In another shocking claim from the investigating committee, state Rep. Charlie Geren, R-Fort Worth, said that less than an hour after the committee report recommending impeachment was released on Wednesday, Paxton began calling House members attempting to intimidate them into voting against impeachment.
“I would like to point out that several members of this House, while on the floor of this House, doing the state business, received telephone calls from [Attorney] General Paxton personally, threatening them with political consequences in their next election,” Geren said.

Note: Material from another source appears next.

PR #1203, opened 2020-07-21
Try fixing out-of-sync diagnostics

rwols:
I'm still not quite sure what the problem is because I cannot repro. @rchl @ayoub-benali could you try out this branch? Otherwise, the problem has to be around that part of the code somewhere.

And then there was the divinely inspired donation at a local Dairy Queen.
While Paxton was serving in the Texas Legislature as a state representative a decade ago, he became affiliated with the CEO of Servergy, a McKinney-based software company that courted him as a partner. William Mapp, the firm’s founder and former CEO, had donated to Paxton’s campaign and the two decided to go into business together.
At a Dairy Queen, the CEO reportedly said that “God had directed him” to give Paxton 100,000 shares of company stock, which Paxton argued shows the stock was a gift.
“However, documents … indicate that the stock was, again, for services,” the House Committee’s report said.
The Servergy relationship became the subject of a felony securities fraud indictment in 2015 that accused Paxton of recruiting investors without disclosing his own investment in the company or attempting to confirm the company’s claims about its technology.
According to the SEC, he persuaded five people to invest $840,000 into the company. The case is still ongoing.
The House committee’s members said they began probing Paxton’s behavior after the attorney general requested $3.3 million from the state to settle a lawsuit with the whistleblowers fired from his office after they accused Paxton of accepting bribes and other misconduct.
“There was no investigation prior to this time,” Geren, one of the committee’s five members, said on the House floor Saturday.
The settlement served Paxton by avoiding a trial that may have exposed to the public even more details of the attorney general’s wrongdoing, Geren said.
“Most disturbingly, the settlement agreement was made without prior approval of funds and obligates the Texas taxpayers — not [Attorney] General Paxton — to pay $3.3 million for his actions,” Geren told his House colleagues.
The long list of accusations against the attorney general were outlined as part of 20 charges of impeachment that the Texas House voted for Saturday — an unprecedented move that rocked the state’s Republican-controlled Legislature. The articles of impeachment include disregard of official duty, misapplication of public resources and obstruction of justice.
State Rep. Andrew Murr, R-Junction, the committee’s chair, said that a team of investigators that included experienced state and federal prosecutors and law enforcement personnel led the investigation, which the committee summarized.
Hours before a stunning 121-23 vote to impeach the attorney general, Johnson impassionately called on lawmakers to act. “God help us” if they didn’t, she said.
“If millions of Texans can’t trust us to do the right thing, right here, right now, then what are we here for?”